Elsewhere in the world, the Adams brands compete against Wrigley's. In the US, Cadbury has 31% of the chewing gum market , up from less than 27% at the time of the Adams takeover in February 2003.
Now Cadbury Schweppes is building a new plant in Poland that will produce the base gum from which most of its products are made.
It was expected that the company would wait until this expansion until it aggressively started to compete against Wrigley's, but it has now been revealed by the firm that Cadbury will now introduce its Trident products into the UK, using plants in Turkey and Denmark as production hubs.
Simon Baldry, Cadbury Trebor Bassett managing director, said: "While confectionery markets around the world are seeing strong performances from gum, this has not been repeated in the UK and we firmly believe our entry can only be good news for this category."
Globally, chewing gum is the fastest-growing sector of the confectionery market, ahead of chocolate and sweets.

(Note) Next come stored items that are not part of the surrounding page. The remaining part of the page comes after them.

PR #3966, opened 2015-07-02
Update installation docs, Raspberry Pi finalization + settings module / config package cleanup

benjaoming:
Clean up settings regarding config packages, removing the demo one. Add deprecation warnings. Move screenshot stuff to kalite.project.settings.screenshots ( @MCGallaspy )

* [x] Clean up config packages and add deprecation warnings
* [x] Add `kalite.project.settings.raspberry_pi`
* [x] Add `kalite.project.settings.demo`
* [x] Add `kalite.project.settings.screenshots`
* [x] Update Raspberry Pi config script
* [x] Update docs


benjaoming:
Please do not merge yet :)

kalite/project/settings/screenshots.py
```diff
@@ -0,0 +1,27 @@
+"""
+This module is for running a screenshot server (internal FLE purpose mainly).
+To use it, run kalite with --settings=kalite.project.settings.screenshots or
+set then environment variable DJANGO_SETTINGS_MODULE to
+'kalite.project.settings.screenshots'.
+"""
```
MCGallaspy: This will probably affect building the docs, since the screenshot directive attempts to run a management command without specifying a settings module. Is `--settings` honored by all management commands? I'll try this out.

benjaoming: Yes, --settings is picked up by the basic django management execution stuff.. it overwrites DJANGO_SETTINGS_MODULE

benjaoming: And sorry about changing the interface, but I'm sure it's easy to fix :)

MCGallaspy: > but I'm sure it's easy to fix :)

Sometimes a dangerous assumption!

kalite/settings/__init__.py
```diff
@@ -65,16 +69,16 @@ def package_selected(package_name):
...
+        RemovedInKALite_v015_Warning
+    )
     TURN_OFF_MOTIVATIONAL_FEATURES = True
     RESTRICTED_TEACHER_PERMISSIONS = True
     FIXED_BLOCK_EXERCISES = 5
     QUIZ_REPEATS = 3
 UNIT_POINTS = 2000
 
-# for extracting assessment item resources
-ASSESSMENT_ITEMS_ZIP_URL = "https://learningequality.org/downloads/ka-lite/%s/content/assessment.zip" % version.SHORTVERSION
```
benjaoming: This is moved to a location further up the file so can be overwritten by other settings modules.

scripts/raspberry_pi_setup.sh
```diff
@@ -1,18 +1,32 @@
 #!/bin/bash
 
-SCRIPT_DIR=`dirname "${BASH_SOURCE[0]}"`
-if [ -e "$SCRIPT_DIR/python.sh" ]; then
-    KALITE_DIR=$SCRIPT_DIR/../kalite
-else
-    KALITE_DIR=$SCRIPT_DIR/kalite
```
benjaoming: This block was no longer necessary because the script is not supposed to be run in a git checkout.

scripts/raspberry_pi_setup.sh
```diff
@@ -1,18 +1,32 @@
...
+    echo "Changing user config to use raspberry pi settings: $USER_CONFIG"
+    echo "from kalite.project.settings.raspberry_pi import *" > $USER_CONFIG
 fi
 
-#we_are_rpi=`"$current_dir/get_setting.sh" package_selected\(\"RPi\"\)`
-#if [ $we_are_rpi != "True" ]; then
-#    echo "Error: we aren't configured as a Raspberry Pi, cannot continue"
-#    read WAITING
-#    exit
-#fi
```
benjaoming: outdated, look at the above code -- it forces the user's settings to use the raspberry_pi settings module instead.

MCGallaspy:
@benjaoming this one is on my to-do list, but first I want to make sure it doesn't break building the docs.

benjaoming:
Cool, thanks!! I've added the settings option now. So it should build, but I still don't know quite how to run `make html`, it just dies with "No module named selenium.webdriver.common.keys"

benjaoming:
Functional on RTDs, also screenshots:

http://ka-lite.readthedocs.org/en/raspberry_pi_finalizations/usermanual/userman_coach.html

Recommending merging this, and I will change the setup of the RTD account to run off the learningequality github account instead.

benjaoming:
@jamalex are you okay about publishing on RTD as a supplement of current docs? It's not a consequence of merging, just an option.

jamalex:
RTD is cool, but I don't see big advantages to hosting the user docs both on RTD and on our own server. One advantage of running on our server is that I imagine we get better log data.

I could imagine a nice split would be to have our developer docs on RTD, and user docs on our own site. But not sure whether there's a big advantage to having that split either.

benjaoming:
RTD supports google analytics, so if you send me an ID for a tracker, I can add that.

benjaoming:
It's about off-loading the task of building docs. RTD implements github hooks, can track several different branches and versions. It's an advantage not having to deal with these things.

jamalex:
Oh, so is it running our custom Python code/directives and taking the screenshots itself now? In that case, might be handy -- my understanding had been that wouldn't be possible. What approach can we take for generating the PDFs, in that case? And can it give them to us in an HTML format that's good for embedding in the app? (Because, if we're going to get the advantage of "not having to deal with those things", then we should stop building docs ourselves on our own servers, and just use RTD for building).

benjaoming:
RTDs also generates PDFs. It's not something that I've looked into, but here it is:

http://readthedocs.org/projects/ka-lite/downloads/pdf/raspberry_pi_finalizations/

There's also an HTML and EPub for download.

You can see the results of changing the window size for the screenshots here:

http://ka-lite.readthedocs.org/en/raspberry_pi_finalizations/

But yes, Mike's screenshot.py is implemented and used in the docs, no going back from that. But instead of having a complicated build server that grabs new screenshots on every build, I just made a quick-fix so that the command can be run locally.

It also sets window heights correctly btw, which is really cool.

MCGallaspy:
I don't think this makes building the docs significantly easier... someone still has to run the command to generate screenshots and commit them. The option to skip creating screenshots is certainly helpful in the case that you wish to quickly create the docs to see how your changes look locally. I think in general having even an "optional" build process violates the principle of keeping the docs in one location. I agree that the current build process for the docs is frustrating, but I think getting wrapped up in another build process right now could lead to unnecessary heartache. "Better the devil you know..."

jamalex:
> "Better the devil you know..."

:+1:

benjaoming:
This is ready to merge. Just keep in mind that the fields server needs to be explicitly building screenshots after this:

    SPHINX_SS_USE_PVD=true make SPHINXOPTS="-D screenshots_create=1" html

benjaoming:
you might wanna do this to ensure that future git pull's dont create conflicts:

    SPHINX_SS_USE_PVD=true make SPHINXOPTS="-D screenshots_create=1" html && rm -rf .screenshots_dump && git checkout .screenshots_dump

docs/conf.py
```diff
@@ -111,23 +111,28 @@
...
+    import sphinx_rtd_theme
+    # html_theme = 'sphinx_rtd_theme'
+    html_theme = 'kalite-theme'
+    html_theme_path = ['.', sphinx_rtd_theme.get_html_theme_path()]
 
-# Theme options are theme-specific and customize the look and feel of a theme
-# further.  For a list of options available for each theme, see the
-# documentation.
-html_theme_options = {
+# html_style = "kalite.css"
```
MCGallaspy: Intentional? If we don't wish to use these styles, we should remove the file.

docs/installguide/install_all.rst
```diff
@@ -0,0 +1,307 @@
+Windows Installation
+====================
+
+1. Download the KA Lite `Windows <https://learningequality.org/r/windows-installer-latest>`_ installer.
+2. After downloading the .exe file, double click it. A window will appear and guide you through the process of installing KA Lite on the server.
+
+Mac Installation
+================
+
+1. Download the KA Lite `OSX installer <https://disney.com>`_.
```
MCGallaspy: @aronasorman what shall we put here?

aronasorman: I'll upload something to the downloads server and send the ink.

docs/installguide/install_all.rst
```diff
@@ -0,0 +1,307 @@
...
+
+To install KA Lite from a file, go to our `PyPi page <https://pypi.python.org/pypi/ka-lite-static>`_ and download a .tar.gz or .zip. You can then install the file from a system by unpacking it and running *python setup.py install* or *pip install ka-lite-static-X.Y.Z.tar.gz*.
+
+Alternatively, install with *pip* using the instructions below:
+
+.. note:: Type the following commands in a terminal.
+
+#. Install pip (Ubuntu: ``sudo apt-get install python-pip``)
+#. (Recommended; essential on slower platforms like Raspberry Pi) Install M2Crypto (``sudo apt-get install python-m2crypto``).
+#. Run ``sudo pip install ka-lite-static`` (bundled dependencies) or ``sudo pip install ka-lite`` (normal pip behaviour, dependencies installed to host system).
```
MCGallaspy: So `ka-lite-static` installs as one package with deps bundled in, whereas `ka-lite` will actually install the deps, right? Does `ka-lite-static` have frozen versions of the deps?

docs/installguide/install_all.rst
```diff
@@ -0,0 +1,307 @@
...
+Configuration after installing / updating
+_________________________________________
+
+Every time you install or update kalite, you should (re)run ``kalite manage setup``
+to setup the database and download assessment items (video descriptions,
+exercises etc.).
+
+
+Uninstalling
+============
```
MCGallaspy: This section should also include instructions for Windows & Mac.

docs/installguide/install_all.rst
```diff
@@ -0,0 +1,307 @@
...
+
+You can remove KA Lite (when installed from pip or source distribution) with
+`pip uninstall ka-lite` or `pip uninstall ka-lite-static` (static version).
+
+For Ubuntu, use ``apt-get remove ka-lite``.
+
+
+Removing user data
```
MCGallaspy: Also OS specific. `~` at least is not conventional on Windows, but the Python docs [describe how it is resolved](https://docs.python.org/2/library/os.path.html#os.path.expanduser).

docs/installguide/install_all.rst
```diff
@@ -0,0 +1,307 @@
...
+In our tests, we found that the WiPi adaptor supported a higher number tablet connections.
+
+
+.. note:: The Raspberry Pi may crash if the USB adaptor is inserted or removed while the computer is switched on.
+
+    * Make sure to shutdown and remove the power from the Raspberry Pi.
+    * Afterwards, insert the wireless USB adaptor.
+    * Lastly, switch the Raspberry Pi on.
+
+#. Make sure the Raspberry Pi operating system is up-to-date.
```
MCGallaspy: Formatting!

MCGallaspy: Looks ok, actually.

docs/screenshot.py
```diff
@@ -10,19 +9,11 @@
 from docutils.parsers.rst import Directive
 import docutils.parsers.rst.directives as directives
 from exceptions import NotImplementedError
-from selenium.webdriver.common.keys import Keys
+print sys.path
```
MCGallaspy: why?

docs/screenshot.py
```diff
@@ -253,7 +258,10 @@ def run(self):
             self.url = self.options['url']
 
         if 'navigation-steps' in self.options:
-            self.filename = uuid.uuid4().__str__()
+            from hashlib import md5
```
MCGallaspy: Good.

docs/usermanual/userman_admin.rst
```diff
@@ -490,20 +494,26 @@ These are resized videos. All in all, this will take around 23 GB of space.
...
+
 If you skipped the step for adding assessment items during install, run the following command (beware it can take a while, the download size is over 500 MB):
 
 ``kalite manage unpack_assessment_zip https://learningequality.org/downloads/ka-lite/0.14/content/assessment.zip -f``
 
 As an alternative, you can download the zip file from https://learningequality.org/downloads/ka-lite/0.14/content/assessment.zip and run the command on your local copy. This is useful if you're deploying KA Lite on multiple computers.
 
+
 Language Packs
 ---------------------------
```
MCGallaspy: Might as well fix this one, too.

kalite/settings/__init__.py
```diff
@@ -32,22 +34,24 @@ def package_selected(package_name):
...
-
-# config_package (None|RPi) alters some defaults e.g. different defaults for Raspberry Pi(RPi)
-# autodetect if this is a Raspberry Pi-type device, and auto-set the config_package
-#  to override the auto-detection, set CONFIG_PACKAGE=None in the local_settings
 ########################
 
-CONFIG_PACKAGE = getattr(local_settings, "CONFIG_PACKAGE", "RPi" if (platform.uname()[0] == "Linux" and platform.uname()[4] == "armv6l") else [])
-
+# A deprecated setting that shouldn't be used
+CONFIG_PACKAGE = CONFIG_PACKAGE = getattr(local_settings, "CONFIG_PACKAGE", [])
```
MCGallaspy: What's the intention here?

kalite/settings/__init__.py
```diff
@@ -32,22 +34,24 @@ def package_selected(package_name):
...
 if isinstance(CONFIG_PACKAGE, basestring):
     CONFIG_PACKAGE = [CONFIG_PACKAGE]
 CONFIG_PACKAGE = [cp.lower() for cp in CONFIG_PACKAGE]
 
 
+if CONFIG_PACKAGE:
+    warnings.warn(
+        "CONFIG_PACKAGE is outdated, see docs (TODO MCGallaspy, URL ?)",
```
MCGallaspy: Why are you tagging me? I don't know what this setting is supposed to do, either... :(

@jamalex @rtibbles any insight?

MCGallaspy: Or rather, I don't know what the docs are supposed to explain here.

kalite/settings/__init__.py
```diff
@@ -82,21 +86,6 @@ def package_selected(package_name):
         KEY_PREFIX += "|restricted"  # this option changes templates
     DISABLE_SELF_ADMIN = True  # hard-code facility app setting.
 
-if package_selected("Demo"):
```
MCGallaspy: These settings now live in a different settings module, yes?

kalite/settings/__init__.py
rtibbles: I feel like the warning below is sufficient, no? If they had previously used a CONFIG_PACKAGE, then they should now use a specific settings module from kalite.project.settings.

scripts/raspberry_pi_setup.sh
```diff
@@ -1,18 +1,32 @@
 #!/bin/bash
```
MCGallaspy: It would be nice to have someone test this out on an RPi. @66eli77 ?

sphinx-docs/.screenshot_dump/.gitignore
```diff
@@ -1,3 +0,0 @@
-# Screenshots are dumped here by the build process
-*
```
MCGallaspy: Why'd ya remove this? git won't include empty directories, so this file ensures the directory exists but nothing in it is committed.

MCGallaspy: Ah, I see, you're now committing images.

MCGallaspy:
Okay, this doesn't seem too controversial! Let me update the build process on field to incorporate this. I'm against using RTD for reasons mentioned above (proliferation ruins authoritativeness), so please disable that.

MCGallaspy:
Also, why rename `sphinx-docs` to `docs`?

MCGallaspy:
I've made my suggested changes and will open a new PR superseding this one.

docs/installguide/install_all.rst
benjaoming: Yes, it does. It uses requirements.txt

docs/installguide/install_all.rst
benjaoming: I fixed up lots of stuff... and lots of stuff I didn't fix. But it looks like I wrote everything... but that's the sphinx-docs -> docs rename.

docs/screenshot.py
benjaoming: debug err!

kalite/settings/__init__.py
benjaoming: The URL for the docs -- sorry about tagging you, it was under the assumption that you were picking up after.. I was finding it difficult to link to a chapter in the docs because I didn't know the final location of them.

kalite/settings/__init__.py
benjaoming: yes, kalite.project.settings.demo

sphinx-docs/.screenshot_dump/.gitignore
benjaoming: yes, but thanks for the method, I used to wonder how to force git to include empty dirs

Across the world, the sector has grown by over 7% the last three years -- and is projected to be worth over £10bn in 2006.
In the UK, the market is estimated to be worth about £400m a year.
Cadbury is keen to divert attention away from poor chocolate sales, due to the hot weather conditions in the UK and and criticism after it failed to raise the alarm after a salmonella scare hit some of its products in June.
Millions of products had to be withdrawn and the scare cost the company an estimated £26m.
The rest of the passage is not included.